→ Records provided:
★ ★ ★ ★ ★

PR #3052, opened 2023-08-22
`README`: added `visionOS` to list of supported platforms

NachoSoto:
I also added `Mac Catalyst`.


README.md
```diff
@@ -58,6 +58,7 @@ Or view our iOS sample apps:
 | tvOS | 11.0+ |
 | macOS | 10.13+ |
 | watchOS | 6.2+ |
+| visionOS | 1.0+ |
```
tonidero, line 61: 1.0 still hasn't launched right? 😛. But well, I guess it's good to be ready

tonidero (approved):

README.md
NachoSoto: True, 1.0 beta, and we support it 😇
I suppose I can change this to `1.0 beta X` but we're going to keep supporting this and we'll make sure it works in Xcode 15 RC.

PR #3053, opened 2023-08-22
`Paywalls`: internal documentation for implementing templates

NachoSoto:
This is a start of some basic documentation for some basic principles to follow when implementing new templates.


aboedo (commented):
looks great. This PR also updates deployment target to iOS 15, was that meant to be a separate thing?

PR #3064, opened 2023-08-23
`Paywalls`: removed unnecessary `PaywallFooterView`

NachoSoto:
Since this is no longer `public`, it was just duplicating all the API surface area of `PaywallView` in an unnecessary way. This became clear in #3046 when a lot of the same changes had to be made in both view types.


joshdholtz (approved):
This much nicer!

★ ★ ★ ★ ★

→ Work request: Transcribe verbatim. Cover the lines from the first line of the entries above to the line containing "NachoSoto: True, 1.0", inclusive.

→ Exercise result:
PR #3052, opened 2023-08-22
`README`: added `visionOS` to list of supported platforms

NachoSoto:
I also added `Mac Catalyst`.


README.md
```diff
@@ -58,6 +58,7 @@ Or view our iOS sample apps:
 | tvOS | 11.0+ |
 | macOS | 10.13+ |
 | watchOS | 6.2+ |
+| visionOS | 1.0+ |
```
tonidero, line 61: 1.0 still hasn't launched right? 😛. But well, I guess it's good to be ready

tonidero (approved):

README.md
NachoSoto: True, 1.0 beta, and we support it 😇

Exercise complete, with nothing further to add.